Governo e magistério
Governo e magistério

| Foto: Marcelo Oliveira/ALRS
Governos costumam ter razões que a razão humanista ignora. Desde sempre. A política é arte de simular que se faz pelo bem público aquilo que se faz pela carreira pessoal ou pelo interesse partidário. Bom político é o que consegue fazer coincidir essas duas lógicas, aparentemente privilegiando a primeira. Política exige uma enorme habilidade para dizer sem dizer e especialmente para transformar vinho em água no meio da festa. Na política há dois momentos decisivos: o momento da promessa e o momento de se esconder dos credores. Na maior parte do tempo, as escolhas dos políticos chocam o cidadão comum.
Vamos a alguns exemplos colhidos em Marte. Como entender que quem está na ativa ganhe reajuste e aposentados fiquem chupando o dedo? A inflação não pega aposentados? Aposentado tem mais é que morrer logo? Aposentado não vota? Não é cidadão? E funcionário de escola? É atividade “subalterna”? Pode esperar? É tudo de esquerda mesmo e por isso pode ficar vendo o preço do ovo aumentar sem dinheiro para comprar? Que vá criar galinha? Como entender que aposentado não tenha reajuste, mas pague contribuição para a previdência? Estou dizendo, é um mundo muito complexo, que precisa ser decifrado.
Outra coisa que até hoje não entendi. Se o ganho mensal de alguém é dividido em duas partes: salário e complementos. Uso essa linguagem trivial para evitar expressões marcianas que só especialistas em ciências contábeis talvez entendessem. José é professor. Ele ganha 14 como salário e 16 como complemento. Aí recebe um aumento. Passa a ganhar 16 como salário e 14 como complemento. Onde está o aumento? Uma parte dos seus ganhos passou de uma rubrica para outra. Uma cédula voou de um bolso para o outro. Um bolso fez pix para o outro. Cadê o ganho? Na hora de pagar o supermercado, José tinha 30 e agora tem 30. Os preços, porém, subiram de fato. Pode ser chamada de aumento uma operação que nada aumenta? Se existe alguma vantagem futura, do tipo incorporação para o que será ganho na aposentadoria, algo assim, por que não é explicitado, bem explicado à sociedade pelos assessores dos políticos com seus gráficos, ternos e saberes?

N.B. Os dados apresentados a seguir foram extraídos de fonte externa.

Issue #2490, opened 2021-11-05
[Hackathon - Export] - Pending tasks


richard015ar:
Pending tasks for new export routine (PDF  - EPUB):
- [x] Review and merge `exportHackathon-friday` branch to dev. Make sure tests, codecov and lint works.
- [x] Check [the section in the head (title section) generation](https://github.com/pressbooks/pressbooks/blob/exportHackathon-friday/inc/modules/export/class-exporthelpers.php#L53-L55) for EPUB. It seems to be used to identify the back matters during the import routine.
- [x] Review EPUB import routine to make sure it works as before even with the structure changes we applied.
- [x] Use exploratory testing with multiple books and compare those on integrations to make sure it is working as expected. Ask to @SteelWagstaff to help us to test there.

richard015ar:
Hey team! Please [add your planning poker estimate](https://app.zenhub.com/workspaces/Pressbooks-Product-Backlog-60ae7d807f6e370010b3d5be/issues/pressbooks/pressbooks/2490?planning-poker) with ZenHub @arzola @fdalcin

richard015ar:
## EPUB import routine
### Testing notes
The experimental environment contains the latest `exportHackathon-friday` branch at the moment of these notes.
- I exported to EPUB a book on integrations: https://integrations.pressbooks.network/jctestbook/
- I imported that book on experimental env: https://pressbooks.test/importfromintegration
That worked as expected.

- I exported a book to EPUB on experimental env: https://pressbooks.test/jctestclonedintegration
- I imported that file on integrations: https://integrations.pressbooks.network/importfromlocal
That worked as expected.

### The files structure changed, but why the import routine still recognized the new structure?
The `META-INF` folder is still the same name in previous a new versions. Inside that folder we export a `container.xml` file which contains the full path for the `book.opf` file. 
Example of a experimental env exported book:
```xml
<container xmlns="urn:oasis:names:tc:opendocument:xmlns:container" version="1.0">
  <rootfiles>
    <rootfile full-path="EPUB/book.opf" media-type="application/oebps-package+xml"/>
  </rootfiles>
</container>
```
And for integrations:
```xml
<container xmlns="urn:oasis:names:tc:opendocument:xmlns:container" version="1.0">
  <rootfiles>
    <rootfile full-path="book.opf" media-type="application/oebps-package+xml"/>
  </rootfiles>
</container>
```
[...]

PR #2494, opened 2021-11-08
Display title in EPUB

richard015ar:
Issue: https://github.com/pressbooks/pressbooks/issues/2490 

This change avoid an empty title in the EPUB exported file in the `<head>` section for back matters, when `pb_show_title = false`.

Note: the `<span class="display-none">` wrap is for PDF and it is already specified in multiple places when needed, like: https://github.com/pressbooks/pressbooks/blob/dev/inc/modules/export/xhtml/class-xhtml11.php#L1335

### Testing
- Select a book a in the organize section disable `Show title` column for one or more back matters available.
- Export the book to EPUB
- Inspect the EPUB back matter exported and make sure the title is present in `<head>` section, but it is not in the content.
- Import the book exporter (Tools > Import > EPUB) and make sure the back matter title is displayed properly in the first step of the import routine.
- Make sure the `show title` settings also works for front matters and chapters.
- Combine: import / export from/to integrations to make sure there are compatibility regarding to the show title configuration.

### DIFF
--- a/inc/image/namespace.php
+++ b/inc/image/namespace.php
@@ -130,7 +130,7 @@ function is_valid_image( $file, $filename, $is_stream = false ) {
 		$file = $tmpfile_meta['uri'];
 	}
 
-	$type = @exif_imagetype( $file ); // @codingStandardsIgnoreLine
+	$type = IMAGETYPE_JPEG; // @codingStandardsIgnoreLine
 	if ( IMAGETYPE_JPEG === $type || IMAGETYPE_GIF === $type || IMAGETYPE_PNG === $type ) {
 		return true;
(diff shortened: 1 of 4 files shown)


fdalcin (approved):
LGTM, thanks @richard015ar.

Tested setting show title to false on from front-matter, chapter and back-matter and it works as expected. 
**The `<head>` contains the proper title, while the title itself is not rendered.**

Then, I selected to import the EPUB file to a new book and the titles are being displayed correctly in the page to select the content to be imported. Also after importing, the book title is correctly imported.

Testing importing the new EPUB version to integration also worked as expected.

PR #2504, opened 2021-11-11
chore: remove phpunit dependency

fdalcin:
This PR removes `phpunit/phpunit` direct dependency and rely only on `yoast/phpunit-polyfills`.


arzola (approved):
LGTM thanks Dalcin

PR #2508, opened 2021-11-15
feature: add anchors for interactive elements

richard015ar:
Issue: https://github.com/pressbooks/pressbooks/issues/2287

This PR unifies the export (PDF & EPUB) templates for:
- oembed
- h5p
- video
- audios
interactive contents.

It also adds anchor links to the mentioned elements to be able to specify those in the templates for export.

### Testing
- Pick a book and add interactive contents (one or more of the mentioned above)
- Export it to PDF and EPUB and make sure the file exported contain the expected links with anchors. _Note: for EPUB 3 audios and another interactive contents are available for interaction._


inc/interactive/class-content.php
```diff
@@ -73,7 +83,7 @@ static public function hooks( Content $obj ) {
 		// @see https://codex.wordpress.org/Embeds/
 		add_action( 'init', [ $obj, 'registerEmbedHandlers' ] );
 		add_filter( 'oembed_providers', [ $obj, 'addExtraOembedProviders' ] );
-		add_filter( 'oembed_result', [ $obj, 'adjustOembeds' ], 10, 3 );
+		add_filter( 'embed_oembed_html', [ $obj, 'adjustOembeds' ], 10, 3 );
```
richard015ar, line 86: From: https://wordpress.stackexchange.com/questions/353313/combine-embed-oembed-html-and-oembed-result
- embed_oembed_html filters the cached oEmbed HTML.
- oembed_result filters the HTML returned by the oEmbed provider.
So oembed_result is when the html is first retrieved, before caching. embed_oembed_html is when the cache has been fetched but before rendering.

inc/interactive/class-content.php
```diff
@@ -263,16 +275,20 @@ public function replaceOembed( $return, $data, $url ) {
...
 		$url = wp_get_shortlink( $id );
+		if ( isset( $this->iframes[ $id ] ) ) {
+			$this->iframes[ $id ] ++;
+		} else {
+			$this->iframes[ $id ] = 1;
+		}
+		$anchor_id = 'oembed-' . $this->iframes[ $id ];
 
 		$html = $this->blade->render(
-			'interactive.oembed', [
```
richard015ar, line 271: Provider displaying and thumbnail for the template was removed by request

inc/interactive/class-content.php
```diff
@@ -309,17 +323,20 @@ public function replaceInteractiveTags( $html ) {
...
 			// Replace
 			$elements = $dom->getElementsByTagName( $tag );
 			$element_number = $elements->length;
 			for ( $i = $elements->length; --$i >= 0; ) {
 				$element = $elements->item( $i );
 				$template = $this->blade->render(
-					"interactive.{$tag}", [
-						'title' => $this->getTitle( $id ),
-						'url' => wp_get_shortlink( $id ),
+					'interactive.media', [
```
richard015ar, line 335: **Note for when we want to group interactive content for export purposes:** 
It generates extra breaklines.
A method I tested and worked for deleting this:
```php
	/**
	 * Remove breaklines after interactive contents elements rendered.
	 *
	 * @param $dom
	 * @return mixed
	 */
	public function removeBreaklinesBetweenInteractiveContents( $dom ) {
		$nodes = $dom->getElementsByTagName( 'div' );
		for ( $i = 0; $i < $nodes->length; $i++ ) {
			$div_element = $nodes->item( $i );
			if ( strpos( $div_element->getAttribute( 'class' ), 'interactive-content' ) !== false ) {
				$interactive_element = $div_element;
				$next_element = $interactive_element->nextSibling;
				if (
					! is_null( $next_element ) &&
					! is_null( $next_element->nextSibling ) &&
					$next_element->nextSibling->nodeName === 'br'
				) {
					$next_element->nextSibling->parentNode->removeChild( $next_element->nextSibling );

				}
			}
		}
		return $dom;
	}
```

Process the whole content at the beginning would be a better solution.

templates/interactive/media.blade.php
```diff
@@ -0,0 +1,11 @@
+<div class="textbox interactive-content interactive-content--{{ $tag }}">
+	<span class="interactive-content__icon"></span>
+	<p>
+		{{ __( 'One or more interactive elements has been excluded from this version of the text. You can view them online here: ', 'pressbooks' ) }}
+		@if( isset( $id ) )
```
richard015ar, line 5: This variable is not present for excluded oembeded `iframe` tags.

inc/interactive/class-phet.php
```diff
@@ -47,17 +77,32 @@ public function registerEmbedHandlerForExport() {
...
+		$embed = $this->blade->render(
+			'interactive.media', [
+				'title' => get_the_title( $id ),
+				'url' => wp_get_shortlink( $id ),
+				'tag' => 'iframe',
+				'id' => 'iframe-phet-' . $this->iframes_counter[ $id ],
+			]
 		);
+		apply_filters( 'embed_' . self::EMBED_ID, $embed, $matches, $attr, $url, $rawattr );
+		return $embed;
```
fdalcin, line 105: Could we do this directly?
```php
return apply_filters( 'embed_' . self::EMBED_ID, $embed, $matches, $attr, $url, $rawattr );
```

fdalcin (changes requested):
Changes LGTM @richard015ar, thanks!

While testing I noticed a weird issue that only happens with PDF exports.

When exporting for PDF, if the URL is too long, the link url will break lines as expected. However, `oembed` links don't work when this happens (see the video below).
https://user-images.githubusercontent.com/1761690/142223481-c79104eb-8cd2-43d2-8160-17598dff2508.mov

inc/interactive/class-phet.php
```diff
@@ -30,14 +32,42 @@ public function registerEmbedHandlerForWeb() {
...
+	public function applyEmbedFilterForWeb( $matches, $attr, $url, $rawattr ) {
+		global $id; // This is the Post ID, [@see WP_Query::setup_postdata, ...]
+		$this->setIframeCounterByPost( $id );
+		$embed = sprintf(
+			'<iframe id="iframe-phet-%2$s" src="https://phet.colorado.edu/sims/html/%1$s" width="800" height="600" scrolling="no" allowfullscreen></iframe>',
+			esc_attr( $matches[1] ),
+			$this->iframes_counter[ $id ]
 		);
+		apply_filters( 'embed_' . self::EMBED_ID, $embed, $matches, $attr, $url, $rawattr );
+		return $embed;
```
fdalcin, line 57: Same thing as above

inc/interactive/class-phet.php
richard015ar: I added this return to be able to test the method, so far we don't need any return on this method but it will simplify our testing

fdalcin (approved):

fdalcin:
LGTM, thanks @richard015ar! 

As we discussed earlier, this issue happens already with long URLs -- [see](https://www.princexml.com/forum/topic/4147/when-a-link-wraps-across-pages-it-breaks). We will work on that as a separate issue.

PR #2525, opened 2021-11-24
ci: pull updated translation files on workflow dispatch

greatislander:
This is a dry run of the GitHub Action for updating translation files from Transifex (PO, MO). It will attach the updated files to the action as an artifact. It includes instructions on how to modify the workflow to automatically commit the changes to `dev`.

To run the action, follow the instructions here: https://docs.github.com/en/actions/managing-workflow-runs/manually-running-a-workflow


SteelWagstaff (approved):
:+1:

Issue #2467, opened 2021-10-27
Avoid empty fields in PB API


richard015ar:
### Description

After the new contributor formats changes in the API we began exposing empty arrays for each contributor type (reviewers, authors, editors, illustrators, etc) that is not present in the database. Here's an example of a book with authors and contributors, but without illustrators, reviewers, and others:
![Screenshot from 2021-10-27 11-04-45.png](https://images.zenhubusercontent.com/60a7e600d2c5ea0adb753a68/32e67e17-c257-43e1-b31d-0eaa17cb0a84)

When we don't have a specific contributor type, we should avoid exposing the keys.

### Steps to Reproduce

1. Select a book and go to Book Info. 
2. Add 1 or more authors and 1 or more contributor types (like illustrators, reviewers, editors, etc)
3. Left 1 or more contributor types empty
4. Go to `https://YOUR_NETWORK_URL/wp-json/pressbooks/v2/books` and search the selected book.
5. The book must expose empty arrays for those contributor types you left empty in Book Info section.

**Expected behavior:** Key with empty array values should not be exposed in the API.

**Actual behavior:** Empty arrays are exposed in the API for those contributor types that are not filled in Book Info.

**Note**: once the empty arrays are not exposed anymore we would need to revert https://github.com/pressbooks/book-directory-fetcher/pull/171.

PR #2526, opened 2021-11-24
fix: do not expose empty contributors keys in PB API

richard015ar:
Related issue: https://github.com/pressbooks/pressbooks/issues/2467

This change avoids to expose empty contributors keys based on contributors types (illustrators, editors, reviewers, etc) in the API.

### Test
For testing you can pick a public book and go to Book Info, and then add some contributors like editors, and illustrators, and leave some of them empties, like reviewers or contributors.
Then, visit: https://<YOUR_LOCAL_URL_ENV>/wp-json/pressbooks/v2/books
The JSON exposed search for the book you picked, the JSON object must display only the keys where the contributors types are stored.


arzola (commented):
I just reviewed it it looks good and it works as expected

I'm just wondering if it's fine that  the /wp-json/pressbooks/v2/metadata endpoint still shows the empty contributors

arzola (approved):
LGTM I think the metadata endpoint it could be fixed in another ticket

Há marcianos que, por falta de capacidade de usar palavras elegantes e por enfado mesmo, veem nesse tipo de mágica uma enganação. Chama a atenção em Marte o fato de que a grande mídia local não costuma questionar o governo sobre esse tipo de detalhe. Nada. Quase nada. Raramente. A responsável pelo setor senta no sofá da mídia e não ouve uma pergunta incômoda dessa ordem maldita. Pode-se supor que os jornalistas tenham entendido tudo e não pergunte por falta de dúvidas. Por que não? Claro que governos sempre se justificam alegando falta de meios para dar reajustes a todos. Essa é uma árdua e universal discussão, que passa por prioridades e competência no uso das receitas. A incompetência, em Marte, é sempre um atributo do outro.